私は体が硬い。コンプレックスになっているほど、硬い。
どのくらい硬いかというと、まず足を伸ばして床に座った状態で背筋がまっすぐ伸びない。
体を前に倒すどころか、まっすぐ座ることができない。
開脚しても90度以上開かない。
立ったまま前屈、手は膝まで届くのが精いっぱいだし、腰も痛くて後ろに反らせない。
ラジオ体操をまともにやろうとしただけで体中が悲鳴をあげる。
 
昔からそうだった。学校の体育の授業で、「ペアを組んで体操します!」の号令は苦痛だった。だって誰もこんな体の硬い人とはペアを組みたくないから、いつも一人ポツンと余る。仕方ないから先生とペアを組むことになるのだが、だいたいどの先生からも「真面目にやってます? もうちょっと体倒れるでしょ? ちゃんとやってください!」と怒られた。ペアを組めずに毎回一人ぼっちになる上に、怒られるのだから、苦痛でますます「体が硬い」がコンプレックスになっていった。運動自体も大嫌いになった。
 
そんな私も30代になり、体に余計な肉もついてきたし、体力も落ちてきた。
日々の仕事、家事、育児でもうくたくた。子どもの寝かしつけでそのまま一緒に寝てしまうことも多く、「疲れたぁ」が口癖。肩こりも酷いし、腰痛もある。
対処すべくマッサージに週1回通ったりもした。
コリによる頭痛もしょっちゅう。そのたびに市販の頭痛薬を飲んでしのいでいた。
 
運動して体力つけたいなとは思っていたのだが、コンプレックスが邪魔をしてしまう。
体が硬くてストレッチもままならないのを他人に見られたくないため、ジムには通いたくなかった。ランニングは疲れる。
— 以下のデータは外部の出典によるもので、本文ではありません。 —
Issue #4961, opened 2020-01-24
Rainbow Grades Instructor UI # of items in category


bmcutler:
Early in the semester, before all gradeables for a category have been created, the configuration might look like this:
<img width="305" alt="Screen Shot 2020-01-24 at 12 04 41 AM" src="https://user-images.githubusercontent.com/5871417/73045746-21d8b980-3e3d-11ea-8008-e028977c0a06.png">

We will have 10 homeworks, but so far we only have created 2 of them.  If homeworks are 50% of the grade, we have only graded 2/10 homeworks, so only 10% of the overall semester grade is available.

It seems to work initially, but when I go back to the UI it resets the first box (items) to 2.  Then the math gets off for rainbow grades.

Kevin-MM:
Will investigate where they category information is being pulled from and adjust as needed.

technostarbtd5:
I've been looking over this issue and I don't see any components of it that haven't been successfully addressed by a pull request. Are we aware of any lingering problems with this issue preventing it from being closed?

PR #5366, opened 2020-05-11
Add per-gradeable curve inputs to the rainbow grades web UI

Kevin-MM:
Partially handles #4961

No way to adjust the per-gradeable curve from the rainbow grades web UI.

### What is the new behavior?
Input boxes are now available for each gradeable in the web UI to allow instructors to enter per-gradeable curves from the web browser.

per_gradeable_curve


bmcutler:
@Kevin-MM 
Can you please add screenshots to your top post (for initial review comments & longer term documentation for release notes -- PRs are linked) thanks!

holzbh:
As a comment I'm also not sure on the curve "icon". I don't have an alternate suggestion off the top of my head, but intuitively to me, when I clicked the button I expected it to show me the grade distribution histograms.

Kevin-MM:
- I've updated the validation rule to now check to make sure that all input boxes are less than or equal to the max score, and also less than or equal to the previous input box.

- I'm unable to replicate log error so I'm unsure about that right now.

- I'll wait for further guidance on which icon to use.

- There are a few assertions in the rainbow grades code that seem to imply 0 as the bottom floor for the per-gradeable curves

https://github.com/Submitty/RainbowGrades/blob/fd4cab8f62e81b93a27a70f1f15570ad430ea0f7/main.cpp#L696-L699

and 

https://github.com/Submitty/RainbowGrades/blob/fd4cab8f62e81b93a27a70f1f15570ad430ea0f7/output.cpp#L151-L167

holzbh:
If the Rainbow Grades code doesn't allow scores less than zero than your form shouldn't either - I was able to save a cutoff of `-300` without any issues. I think it's fine to assume anything less than zero is a problem unless @bmcutler says otherwise, in which case hitting Save should cause an error if I use a negative cutoff.

Kevin-MM:
Ready to review again.  I did more work to make the user interface more intuitive.  Curve input boxes are now only displayed when the corresponding box is check in the 'display benchmarks' section.

holzbh:
Regarding the log error - I've recommended @Kevin-MM do a destroy&up, since the issue I'm observing is that during setup the `/var/submitty/logs/rainbow_grades` subdirectory isn't being created, which is causing the auto_rainbow_grades.py script to fail when it tries to open the log file for the day. For the sake of going forward with testing I manually created the subdirectory in my VM and was able to proceed.

The checkboxes seem to work correctly (until I pick one of the `lowest...` benchmarks, the curve icon isn't there). I tried this for all single benchmarks and then some random combinations. So that's good. The customization.json is also correctly generated.

However, as an example I tried just picking `perfect` and `lowest c-` as benchmarks, only added in the Tests category in `sample`, and gave one of the tests a `3` (it correctly only showed me a box for lowest C-). The JSON generated looked correct. On refreshing the page though, the box was empty instead of having a `3`, so there's an issue with loading values back in. I believe what's happening is the first value is being assumed to be the "lowest A-" instead of being assigned to the first visible text box for that gradeable. In fact, if you then click "lowest A-" so it's checked, the text box for lowest A- will have the first value. So you need to actually combine knowledge from the global `display_benchmark` and per-gradeable `curve` fields to know which text fields to populate.

After messing with values for a while, and only having an A- and C- benchmark (no B- benchmark) I hit save again, and got
```
process_grades.out: /usr/local/submitty/GIT_CHECKOUT/RainbowGrades/main.cpp:699: void preprocesscustomizationfile(const string&, std::vector&): Assertion `p_score >= a_score && a_score >= b_score && b_score >= c_score && c_score >= d_score' failed.
```

Looks like Rainbow Grades doesn't allow for gaps in selected benchmarks (so just C- is fine, just A- is fine, {A-, B-, C-} is fine, but {A-, C-} is not OK because the missing B- benchmark confuses Rainbow Grades). I guess the web form should try to enforce that rule as well.

Kevin-MM:
@holzbh I did a fresh destroy and up, but I am still unable to replicate the logging issue.  When you referred to the logging directory did you mean `/var/local/submitty/logs/rainbow_grades`?  What is your typical workflow when installing a new branch?  For me I will checkout the branch then run `/usr/local/submitty/.setup/INSTALL_SUBMITTY.sh`.  I can see the log directory being generated here:

https://github.com/Submitty/Submitty/blob/383b5a6f2c64c7307265a8ba7902ea533b04fb9e/.setup/INSTALL_SUBMITTY_HELPER.sh#L213-L229

I can also see that `install_system.sh` is lacking lines for rainbow_grades logging here:

https://github.com/Submitty/Submitty/blob/383b5a6f2c64c7307265a8ba7902ea533b04fb9e/.setup/install_system.sh#L714-L774

I'm unsure of the exact interplay between these two files, what are your ideas here?

Kevin-MM:
@holzbh The per-gradeable curve values should now land in the correct boxes even if there are gaps between which display benchmarks are selected.

I wasn't able to replicate the error you described with have {A-, C-} selected.

holzbh:
My workflow for a new branch is

```
vagrant destroy
vagrant up
```

You should not have to run any .sh files after the `vagrant up` install process completes - if you need to, that's a problem. I can confirm that IF I run INSTALL_SUBMITTY.sh manually after vagrant up, the directory exists.

You're better off asking someone like @MasterOdin about the organization of those install scripts - I don't typically play with them, though my understanding was install_system.sh should invoke the generated INSTALL_SUBMITTY.sh during the setup process.

I'll take a look at the rest of your comments in a separate reply.

holzbh:
Still seeing the other error. To reproduce, from my fresh VM (after creating the log file)

1. Go to Sample
2. Go to Grade Reports
3. Go to Web-Based Rainbow Grades Generation
4. Click the checkboxes for `lowest a-` and `lowest c-`
5. Scroll down to the categories and add `Test (5 items)`
6. Click the curve box for `future_no_tas_test`
7. Put `3` in the `A-` box and `1` in the `C-` box.
8. Scroll to the top of the page and click Save.
9. After a while you should get a failure message and be able to click `Log` to see the assertion failure mentioned before.

My `customization.json` at this point looks like:

```
{
    "section": {
        "1": "1",
        "2": "2",
        "3": "3",
        "4": "4",
        "5": "5",
        "6": "6",
        "7": "7",
        "8": "8",
        "9": "9",
        "10": "10"
    },
    "display_benchmark": [
        "lowest_a-",
        "lowest_c-"
    ],
    "messages": [],
    "display": [
        "grade_summary",
        "grade_details"
    ],
    "benchmark_percent": {
        "lowest_a-": 0.9,
        "lowest_c-": 0.7
    },
    "gradeables": [
        {
            "type": "test",
            "count": 5,
            "percent": 0,
            "ids": [
                {
                    "max": 5,
                    "release_date": "9998-12-31 23:59:59-0500",
                    "id": "future_no_tas_test",
                    "curve": [
                        3,
                        1
                    ]
                },
                {
                    "max": 5,
                    "release_date": "9998-12-31 23:59:59-0500",
                    "id": "future_tas_test"
                },
                {
                    "max": 5,
                    "release_date": "1972-01-01 23:59:59-0500",
                    "id": "grades_released_test"
                },
                {
                    "max": 5,
                    "release_date": "9998-12-31 23:59:59-0500",
                    "id": "grading_test"
                },
                {
                    "max": 5,
                    "release_date": "9998-12-31 23:59:59-0500",
                    "id": "grading_test_rotating"
                }
            ]
        }
    ]
}
```

MasterOdin:
The problem arises that `INSTALL_SUBMITTY.sh` creates the folder, and then `install_system.sh` (in the block shown above) deletes all log folders and then sets up symlink folders one at a time so that the logs are all viewable outside of Vagrant on the host machine. Once INSTALL_SUBMITTY.sh is run again, the folder is re-created and all is well. It's a bug, but one that only affects Vagrant, and only until you re-run INSTALL_SUBMITTY.sh as you both discovered above.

水泳はそもそも泳げないし……。
体が硬い、運動に自信がない私が出来ることといえば、ただ往復の通勤の中で早歩きする、階段をなるべく使う、が精いっぱいだった。
 
ある日駅で配っているチラシをもらってしまった。ヨガ教室の宣伝である。
最初は体硬い人が一番行っちゃいけないところじゃない? と思ったのだが、70代の方も通っているという宣伝を見て「あ、さすがに70代よりは体はまだ動くんじゃないかな?」という大変失礼な安心感を抱いてしまい興味がわいた。
また、体が硬い人の方がより効果があるともチラシには書いてあり、体が硬くて運動が苦手な私でもストレッチする感覚で始められるのではないか? まるで蜘蛛の糸を垂らされたカンダタのように一筋の希望の光が舞い降りた気がした。
 
ヨガは体が硬くて不格好でも、先生の言うとおりにポーズを取ろうと体の細部に意識を向けることが大事。人と比べず、自分の体がどこまで動くか、呼吸のタイミングと合わせて
ゆっくり動かしていく。レッスンは20人ほどのクラスで集団でやるのだが、あくまで一人一人がそれぞれ自分の体と向き合いつつ、対話していくような感覚になるのが特徴だ。
 
ヨガを継続するうち、だんだん体が動くようなってポーズが上手に出来るようになったことで、肩こりや腰痛にもゆっくり効いてくるようになった。
筋肉が動く事で血の巡りがよくなり、頭痛の頻度も少なくなってきて慢性的に飲んでいた頭痛薬にお世話になる機会も減ったのである。マッサージも月1回ほどに減った。
体調が安定してくると、不思議と心も安定してきた。
 
ヨガは筋肉がモリモリつくわけでもないし、痩せるわけでもない。
結果にコミットすることは残念ながら期待しない方がいい。
いうなれば、体を整えることでゆっくり本来の自分の体に戻していくと言った方が正しい。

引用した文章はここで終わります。